In vivo hemostatic performance in a rabbit femoral artery injury model

Male New Zealand White rabbits (6-month-old, weighing 3–3.2 kg) were anesthetized with Zoletil 50 and maintained with isoflurane (1–3% in oxygen) via a mask during the experiment. Before injury, the carotid artery and ear vein were catheterized to monitor BP and saline infusion, respectively. Then, the left femoral artery was exposed, isolated, and clamped. A 5 mm length incision was made on the artery, and sutures on two sides were used as indicators. Prior to releasing the clamps, blood was withdrawn from the carotid artery to decrease the BP below 40 mmHg. After removing the clamps, blood was lost from the femoral artery incision. For the natural clots group, the blood gushed out of the wound pocket, and pre-weighed gauze was used to press the injury site and remove excess blood outside the wound pockets until hemostasis. For the Arista, Surgicel, Quikclot, Gelfoam + T, and BICMs groups, each hemostat was applied to the bleeding site, and pre-weighed gauze was used to collect leaking blood. After initial hemostasis (t = 0), saline (0.9%) was infused at 3 mL kg−1 min−1 to raise and maintain BP above 60 mmHg. During resuscitation, BP was recorded every 5 min. Every 5 min, the blood loss was collected by dry, pre-weighed gauze. Experiments were stopped if rabbits died during resuscitation or if the time reached 50 min. Rabbits that did not survive the initial catheter hemorrhage were excluded from the analysis. After euthanasia by excessive intravenous injection of pentobarbital sodium, injured arteries were excised, washed with saline, and fixed in 4% PFA for 24 h for further histological analysis. To avoid potential sex influence on the assessment of hemostatic performance, animals of the same sex were used in this experiment.

Histological analysis

Fixed tissue samples were dehydrated through gradient ethanol and embedded in paraffin wax blocks. Then, the paraffin sections were dewaxed in xylene, rehydrated with gradient ethanol, and washed with deionized water. Next, the sections were subjected to H&E staining. Subsequently, the sections were dehydrated and scanned.

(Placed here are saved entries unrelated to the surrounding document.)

PR #233, opened 2024-05-28
MDTZ-1749: Improve naming and contract of various components

akostevich-atlassian:
The PR includes various changes extracted from another working branch (more detail soon) for reducing the scope of changes and code review convenience.

### Changes

- **feat:** Returns `HTTP 400` when a design is being associated not with a Jira Issue (as an unexpected scenario). 
- **refactor:** Updates `JiraDesignIssuePropertyService.deleteFromAttachedDesignUrlV2IssueProperties` to accept only design identifier instead of the whole `AtlassianDesign`.
- **refactor:** Improves naming for use case parameters to highlight that only Design-Issue association are handled. 
- **refactor:** Moves some constants/types closer to their usage.


src/usecases/associate-design-use-case.ts
```diff
@@ -20,7 +19,10 @@ import { associatedFigmaDesignRepository } from '../infrastructure/repositories'
 
 export type AssociateDesignUseCaseParams = {
 	readonly designUrl: URL;
-	readonly associateWith: AtlassianEntity;
+	readonly associateWithIssue: {
```
akostevich-atlassian, line 22: **note:** Make explicit that a design can be associated to a Jira Issue only.

src/usecases/disassociate-design-use-case.ts
```diff
@@ -23,11 +18,14 @@ import { jiraService } from '../infrastructure/jira';
 import { associatedFigmaDesignRepository } from '../infrastructure/repositories';
 
 export type DisassociateDesignUseCaseParams = {
-	readonly entity: {
+	readonly design: {
```
akostevich-atlassian, line 21: **note:** Make explicit that association is handled only for a Design and Jira Issue.

src/web/routes/entities/schemas.ts
```diff
@@ -22,7 +21,16 @@ export const ASSOCIATE_ENTITY_REQUEST_SCHEMA: JSONSchemaTypeWithId<{
 					},
 					required: ['url'],
 				},
-				associateWith: ATLASSIAN_ENTITY_SCHEMA,
+				associateWith: {
+					type: 'object',
+					properties: {
+						ati: { type: 'string', pattern: 'ati:cloud:jira:issue' }, // Handle only associations with a Jira Issue.
```
akostevich-atlassian, line 27: **note:** Return `HTTP 400 Bad Request` if `ati` is not `ati:cloud:jira:issue` on the entry point to the app. Therefore, the remaining code does not need to worry about the type of entity a Design is associated to.

src/domain/entities/atlassian-design.ts
```diff
@@ -22,7 +20,7 @@ export class AtlassianAssociation {
 	) {}
 
 	static createDesignIssueAssociation(issueAri: string): AtlassianAssociation {
-		return new AtlassianAssociation(JIRA_ISSUE_ATI, [issueAri]);
+		return new AtlassianAssociation('ati:cloud:jira:issue', [issueAri]);
```
akostevich-atlassian, line 23: **note:** Remove the constant and its usages to avoid this concept being leaked to other modules. The whole concept of `AtlassianAssociation` will be removed shortly due to the simplification on Atlassian side (work in progress).

Roystbeef (approved):
Thanks for cleaning this up! This all LGTM!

Immunofluorescence analysis

The expression of targeted proteins (i.e., α-SMA, CD3, TNF-α, CD68, CD163, and VEGF) was analyzed after immunofluorescence staining of the collected tissues. Paraffin sections were dewaxed, rehydrated, subjected to epitope retrieval, and blocked by incubation with BSA for 45 min at room temperature. The sections were covered with diluted primary antibodies and incubated for one hour at room temperature. The sections were washed with PBS, incubated with secondary antibodies for another hour, mounted with a mounting medium containing DAPI for 20 minutes, and then scanned. The primary antibodies included mouse anti-αSMA (ab7817, 1:200, Abcam), mouse anti-CD3 (ab5690, 1:200, Abcam), mouse anti-TNFα (ab1793, 1:200, Abcam), mouse anti-CD68 (ab201340, 1:200, Abcam), mouse anti-CD163 (ab156769, 1:200, Abcam) and rabbit anti-VEGF receptor 1 (ab32152, 1:200, Abcam). The secondary antibodies included donkey anti-rabbit IgG Alexa Fluor 488 (ab150073, 1:1000, Abcam) or goat anti-mouse IgG TRITC (ab6718, 1:1000, Abcam). The fluorescence intensity of the expressed antibodies was quantified via ImageJ (v.1.53) and calculated using normalized analysis. All analyses were blinded concerning the experimental conditions.

Statistics and reproducibility

Experiments were performed with at least triplicate samples, and representative experiments (e.g., micrographs) were from at least three consistent repetitions. Statistical analysis was performed using MATLAB (v.R2018b) and Prism 10.0 (GraphPad). Data are presented as means ± s.d. For survival rate analysis, a log-rank Mantel-Cox test was used. In other statistical analyses between two data groups, a two-sided Student’s t test or a one-way ANOVA test was used.

Reporting summary

Further information on research design is available in the Nature Portfolio Reporting Summary linked to this article.